Interested in more Adversarial Machine Learning? See my post Attack Surfaces in RAG on vulnerabilities in modern RAG and agentic systems.

DeepFool

The DeepFool algorithm searches for an adversary with the smallest possible perturbation. The algorithm imagines the classifier’s decision space being divided by linear hyperplane boundaries that divide the decision to select different classes. It then tries to shift the image’s decision space location directly towards the closest decision boundary. However, the decision boundaries are often non-linear, so the algorithm completes the perturbation iteratively until it passes a decision boundary.
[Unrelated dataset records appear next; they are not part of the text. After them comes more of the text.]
PR #70, opened 2020-04-30
WIP Set all deploy login in makefile without external hack files

filanov:


filanov:
@ronniel1 you can ignore this one for now.
i'm working on setting the deployment option to openshift and to minikube

PR #72, opened 2020-04-30
MGMT-705 Choose boot device for the installation, taking first one

tsorya:
Adding boot device selection.
For now it will take the first one of type disk with lowest name, to match sda disk

### DIFF
--- a/internal/bminventory/inventory.go
+++ b/internal/bminventory/inventory.go
@@ -11,6 +11,7 @@ import (
 	"sync"
 	"text/template"
 
+	"github.com/filanov/bm-inventory/internal/hardware"
 	"github.com/filanov/bm-inventory/internal/host"
 	"github.com/filanov/bm-inventory/internal/installcfg"
 	"github.com/filanov/bm-inventory/models"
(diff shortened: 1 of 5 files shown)


tsorya:
@avishayt this is done for now. We need it to go ahead with installation on baremetal.
When we will add api to choose disk, lets just change this function.

tsorya:
as the first step the idea was to return sda in baremetal and vda for vms.
Till now we have vda hardcoded

tsorya:
maybe something like this is better ? 
https://github.com/filanov/bm-inventory/pull/73

internal/bminventory/inventory.go
```diff
@@ -472,27 +473,33 @@ func (b *bareMetalInventory) addInstallCommand(ctx context.Context, masterNodesI
...
 		}
 		data["ROLE"] = role
-
+		disks, err := hardware.GetHostDisks(cluster.Hosts[i])
+		if err != nil {
+			return err
+		}
+		data["BOOT_DEVICE"] = fmt.Sprintf("/dev/%s", disks[0].Name)
 		buf := &bytes.Buffer{}
+		log.Debugf("Start executing install command on host %s with params %s", cluster.Hosts[i].HostID, data)
```
eranco74, line 502: Please remove this log.
We are not executing anything on the host.

internal/bminventory/inventory.go
```diff
@@ -472,27 +473,33 @@ func (b *bareMetalInventory) addInstallCommand(ctx context.Context, masterNodesI
...
 	for i := range cluster.Hosts {
 		role := cluster.Hosts[i].Role
 		if cluster.Hosts[i].ID == bootstrapId {
 			role = bootstrap
 		}
 		data["ROLE"] = role
-
+		disks, err := hardware.GetHostDisks(cluster.Hosts[i])
+		if err != nil {
+			return err
```
eranco74, line 498: Log an error for a specific host.

internal/hardware/hardware_utils.go
```diff
@@ -0,0 +1,35 @@
...
+		return nil, err
+	}
+	disks := getDisksList(hwInfo)
+	if len(disks) == 0 {
+		return nil, fmt.Errorf("host %s doesn't have disks", host.HostID)
+	}
+	return disks, nil
+}
+
+func getDisksList(hwInfo models.Introspection) []*models.BlockDevice {
```
eranco74, line 23: Just call it listDisks

avishayt:
> maybe something like this is better ?
> #73

Yes that is awesome - thanks!

tsorya:
@avishayt i will reopen it with changes

PR #73, opened 2020-05-01
Igal/general 2

tsorya:
Add disk validator and choose default disk

### DIFF
--- a/internal/bminventory/inventory.go
+++ b/internal/bminventory/inventory.go
@@ -11,6 +11,7 @@ import (
 	"sync"
 	"text/template"
 
+	"github.com/filanov/bm-inventory/internal/hardware"
 	"github.com/filanov/bm-inventory/internal/host"
 	"github.com/filanov/bm-inventory/internal/installcfg"
 	"github.com/filanov/bm-inventory/models"
@@ -110,10 +111,11 @@ type bareMetalInventory struct {
 	log           logrus.FieldLogger
 	job           job.API
 	hostApi       host.API
+	validator     hardware.Validator
 }
 
 func NewBareMetalInventory(db *gorm.DB, log logrus.FieldLogger, hostApi host.API, cfg Config,
-	jobApi job.API) *bareMetalInventory {
+	jobApi job.API, validator hardware.Validator) *bareMetalInventory {
 
 	b := &bareMetalInventory{
 		db:          db,
@@ -122,6 +124,7 @@ func NewBareMetalInventory(db *gorm.DB, log logrus.FieldLogger, hostApi host.API
 		debugCmdMap: make(map[strfmt.UUID]debugCmd),
 		hostApi:     hostApi,
 		job:         jobApi,
+		validator:   validator,
 	}
 	if cfg.ImageBuilderCmd != "" {
 		b.imageBuildCmd = strings.Split(cfg.ImageBuilderCmd, " ")
@@ -472,18 +475,20 @@ func (b *bareMetalInventory) addInstallCommand(ctx context.Context, masterNodesI
 	bootstrapId := masterNodesIds[len(masterNodesIds)-1]
 	log.Debugf("Bootstrap ID is %s", bootstrapId)
 
-	const cmdTmpl = `sudo podman run -v /dev:/dev:rw -v /opt:/opt:rw --privileged --pid=host  {{.INSTALLER}} --role {{.ROLE}}  --cluster-id {{.CLUSTER_ID}}  --host {{.HOST}} --port {{.PORT}} --boot-device /dev/vda`
+	const cmdTmpl = `sudo podman run -v /dev:/dev:rw -v /opt:/opt:rw --privileged --pid=host  {{.INSTALLER}} --role {{.ROLE}}  --cluster-id {{.CLUSTER_ID}}  --host {{.HOST}} --port {{.PORT}} --boot-device {{.BOOT_DEVICE}}`
+
 	t, err := template.New("cmd").Parse(cmdTmpl)
 	if err != nil {
 		return err
 	}
 
 	data := map[string]string{
-		"HOST":       b.InventoryURL,
-		"PORT":       b.InventoryPort,
-		"CLUSTER_ID": string(params.ClusterID),
-		"ROLE":       "",
-		"INSTALLER":  b.Config.InstallerImage,
+		"HOST":        b.InventoryURL,
+		"PORT":        b.InventoryPort,
+		"CLUSTER_ID":  string(params.ClusterID),
+		"ROLE":        "",
+		"INSTALLER":   b.Config.InstallerImage,
+		"BOOT_DEVICE": "",
 	}
 	for i := range cluster.Hosts {
 		role := cluster.Hosts[i].Role
@@ -491,7 +496,12 @@ func (b *bareMetalInventory) addInstallCommand(ctx context.Context, masterNodesI
 			role = bootstrap
 		}
 		data["ROLE"] = role
-
+		disks, err := b.validator.GetHostValidDisks(cluster.Hosts[i])
+		if err != nil {
+			log.Errorf("Failed to get valid disks on host with id %s", cluster.Hosts[i].ID)
+			return err
+		}
+		data["BOOT_DEVICE"] = fmt.Sprintf("/dev/%s", disks[0].Name)
 		buf := &bytes.Buffer{}
 		if err := t.Execute(buf, data); err != nil {
 			return err
--- a/internal/bminventory/inventory_test.go
+++ b/internal/bminventory/inventory_test.go
@@ -57,7 +57,7 @@ var _ = Describe("GenerateClusterISO", func() {
 		ctrl = gomock.NewController(GinkgoT())
 		db = prepareDB()
 		mockJob = job.NewMockAPI(ctrl)
-		bm = NewBareMetalInventory(db, getTestLog(), nil, cfg, mockJob)
+		bm = NewBareMetalInventory(db, getTestLog(), nil, cfg, mockJob, nil)
 	})
 
 	registerCluster := func() *models.Cluster {
--- a/internal/hardware/validator.go
+++ b/internal/hardware/validator.go
@@ -3,6 +3,7 @@ package hardware
 import (
 	"encoding/json"
 	"fmt"
+	"sort"
 
 	"github.com/alecthomas/units"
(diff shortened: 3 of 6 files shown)


internal/hardware/hardware_utils_test.go_old
```diff
@@ -0,0 +1,82 @@
+package hardware
```
tsorya, line 1: not relevant file

internal/hardware/validator_test.go
```diff
@@ -35,6 +35,9 @@ var _ = Describe("hardware_validator", func() {
 		hwInfo := &models.Introspection{
 			CPU:    &models.CPU{Cpus: 16},
 			Memory: []*models.Memory{{Name: "Mem", Total: int64(32 * units.GiB)}},
+			BlockDevices: []*models.BlockDevice{
```
filanov, line 38: if you have the same code why to write it several times?

internal/bminventory/inventory.go
```diff
@@ -472,27 +475,33 @@ func (b *bareMetalInventory) addInstallCommand(ctx context.Context, masterNodesI
...
 		if cluster.Hosts[i].ID == bootstrapId {
 			role = bootstrap
 		}
 		data["ROLE"] = role
-
+		disks, err := b.validator.GetHostValidDisks(cluster.Hosts[i])
+		if err != nil {
+			return err
+		}
+		data["BOOT_DEVICE"] = fmt.Sprintf("/dev/%s", disks[0].Name)
```
filanov, line 502: Is it always disk 0? 
In real HW it can be a different disk no?

internal/hardware/validator.go
```diff
@@ -95,3 +114,20 @@ func getTotalMemory(hwInfo models.Introspection) int64 {
 func gibToBytes(gib int64) int64 {
 	return gib * int64(units.GiB)
 }
+
+func getDisksList(hwInfo models.Introspection, minSizeRequired int64) []*models.BlockDevice {
+	var disks []*models.BlockDevice
+	for _, blockDevice := range hwInfo.BlockDevices {
+		// TODO add size validation
```
filanov, line 121: why not to do the validation?

internal/hardware/validator.go
```diff
@@ -95,3 +114,20 @@ func getTotalMemory(hwInfo models.Introspection) int64 {
...
+		if blockDevice.DeviceType == "disk" && blockDevice.RemovableDevice == 0 &&
+			!blockDevice.ReadOnly && blockDevice.Size >= minSizeRequired {
+
+			disks = append(disks, blockDevice)
+		}
+	}
+	// Sorting list by name
+	sort.Slice(disks, func(i, j int) bool {
+		return disks[i].Name < disks[j].Name
```
filanov, line 130: why sort by name and not by size?

internal/bminventory/inventory_test.go
```diff
@@ -44,20 +46,22 @@ func getTestLog() logrus.FieldLogger {
...
 	)
 
 	BeforeEach(func() {
 		Expect(envconfig.Process("test", &cfg)).ShouldNot(HaveOccurred())
 		ctrl = gomock.NewController(GinkgoT())
 		db = prepareDB()
 		mockJob = job.NewMockAPI(ctrl)
-		bm = NewBareMetalInventory(db, getTestLog(), nil, cfg, mockJob)
+		mockValidator = hardware.NewMockValidator(ctrl)
+		bm = NewBareMetalInventory(db, getTestLog(), nil, cfg, mockJob, mockValidator)
```
filanov, line 64: it's no used here so why to create the mock? just use `nil`

internal/bminventory/inventory.go
```diff
@@ -472,27 +475,33 @@ func (b *bareMetalInventory) addInstallCommand(ctx context.Context, masterNodesI
...
+		"BOOT_DEVICE": "",
 	}
 	for i := range cluster.Hosts {
 		role := cluster.Hosts[i].Role
 		if cluster.Hosts[i].ID == bootstrapId {
 			role = bootstrap
 		}
 		data["ROLE"] = role
-
+		disks, err := b.validator.GetHostValidDisks(cluster.Hosts[i])
```
filanov, line 498: i think it should be part of host api

internal/bminventory/inventory.go
```diff
@@ -472,27 +475,33 @@ func (b *bareMetalInventory) addInstallCommand(ctx context.Context, masterNodesI
...
+		if err != nil {
+			return err
+		}
+		data["BOOT_DEVICE"] = fmt.Sprintf("/dev/%s", disks[0].Name)
 		buf := &bytes.Buffer{}
+		log.Debugf("Start executing install command on host %s with params %s", cluster.Hosts[i].HostID, data)
```
filanov, line 504: why not info?

internal/bminventory/inventory.go
tsorya: The idea is that by default u will get "sda" or "vda", so u will get list of valid disks sorted by name and sda will be the first

internal/bminventory/inventory.go
tsorya: hmm was not sure it is ok to add it as info

internal/bminventory/inventory_test.go
tsorya: hmm, right

internal/hardware/validator.go
tsorya: added. need to delete comment

internal/hardware/validator.go
tsorya: as wrote previously as u know by default sda(the first added volume) is boot volume, so i am taking the first disk that matches.

internal/bminventory/inventory.go
filanov: ok

internal/bminventory/inventory.go
filanov: we don't run install every second so why not add some more info?

internal/bminventory/inventory.go
filanov: @ronniel1 what do you think?

internal/bminventory/inventory.go
```diff
@@ -472,27 +475,35 @@ func (b *bareMetalInventory) addInstallCommand(ctx context.Context, masterNodesI
...
 		data["ROLE"] = role
-
+		disks, err := b.validator.GetHostValidDisks(cluster.Hosts[i])
+		if err != nil {
+			log.Errorf("Failed to get valid disks on host with id %s", cluster.Hosts[i].ID)
+			return err
+		}
+		data["BOOT_DEVICE"] = fmt.Sprintf("/dev/%s", disks[0].Name)
 		buf := &bytes.Buffer{}
+		log.Infof("Start installation on host %s with params %s", cluster.Hosts[i].HostID, data)
```
eranco74, line 506: Remove the log (the execute here just populate the template).
The command get logged when we add the debug command.

internal/hardware/validator.go
```diff
@@ -29,6 +31,7 @@ type ValidatorCfg struct {
 	MinRamGib         int64 `envconfig:"HW_VALIDATOR_MIN_RAM_GIB" default:"8"`
 	MinRamGibWorker   int64 `envconfig:"HW_VALIDATOR_MIN_RAM_GIB_WORKER" default:"8"`
 	MinRamGibMaster   int64 `envconfig:"HW_VALIDATOR_MIN_RAM_GIB_MASTER" default:"16"`
+	MinDiskSizeGib    int64 `envconfig:"HW_VALIDATOR_MIN_DISK_SIZE_GIB" default:"120"`
```
eranco74, line 34: We will fail to install on test-infra (disk is 20 GB).
@tsorya don't forget to add the an override,

internal/hardware/validator_test.go
```diff
@@ -77,6 +77,41 @@ var _ = Describe("hardware_validator", func() {
 		sufficient(hwvalidator.IsSufficient(host))
 	})
 
+	It("insufficient_number_of_valid_disks", func() {
+		hwInfo.BlockDevices = []*models.BlockDevice{
+			// Not disk type
+			{DeviceType: "loop", Fstype: "squashfs", MajorDeviceNumber: 7, MinorDeviceNumber: 0, Mountpoint: "/sysroot", Name: "loop0", ReadOnly: true, RemovableDevice: 1, Size: 746217472},
+			// Not enough size
+			{DeviceType: "disk", Fstype: "iso9660", MajorDeviceNumber: 11, Mountpoint: "/test", Name: "sdb", Size: 118849018880},
```
eranco74, line 85: Please give name to the disks sizes.

internal/bminventory/inventory.go
tsorya: But @filanov  sai to leave it and to make it info

internal/hardware/validator.go
tsorya: sure :)

internal/bminventory/inventory.go
filanov: the command was to switch it from debug to info. if this log is duplication then you can remove it.

internal/hardware/validator_test.go
filanov: need to make sure that the info that you get from the agent is really bytes.

tsorya: i checked it, till now it was bytes. Maybe it will be changed while moving to IRONIC model

tsorya:
@filanov i don't see any validator test in subsystem
I have added all relevant test cases to validator unit-tests.

filanov:
> @filanov i don't see any validator test in subsystem
> I have added all relevant test cases to validator unit-tests.

you didn't checked erros from unmarshal (invalid hw info)
and you didn't checked empty disk list :)

tsorya:
i checked it in validator :) 
There no test for addInstallCommand :) u think it is fair to ask to add one for such a small change :)

tsorya:
@filanov  u are right will add it to validator test

internal/bminventory/inventory.go
ronniel1: It's not part of the state machine, but it should be part of the host.
The problem is that now the state machine must implement all the Host API.
This is indeed API of the host IMO, but not part of the state machine

filanov: you are right. currently i'm working above Liat's branch that split host api into state machine api and other host apis, for example get next step. he can put it there.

According to the authors this method generates very subtle perturbations in contrast to the coarse approximations of the optimal perturbation vectors generates by FGSM.

Figure 1 shows the concept behind DeepFool for a linear, binary classifier.

Figure 1: DeepFool for a linear, binary classifier. From Moosavi-Dezfooli et al. DeepFool: A Simple and Accurate Method to Fool Deep Neural Networks (2016).

For an image \(X\) we get the minimum distance \(r_{min}\) to the decision boundary \(F\) by:

\begin{equation} \tag{4.1} r_{i}(X_{i}) = - \frac{F(X_{i})}{|| w ||_{2} } w \end{equation}

The algorithms uses equation 4.1 to generate an optimal perturbation \(r_{opt}\) in the following steps:

Initialize the sample \(X_{0}\) with the clean image \(X\).

While \(sign( f(X_{i}) ) = sign( f(X_{0}) )\):

Compute \(r_{i}\) with equation (4.1) and update

\begin{equation} \tag{4.2} X_{i+1} = X_{i} + r_{i} \end{equation}

Result: \(r_{opt}\)

For multi-class classifier the steps above can be generalized. For details see the original paper.

We use the Python implementation which is available from the authors and copy it to the modules folder.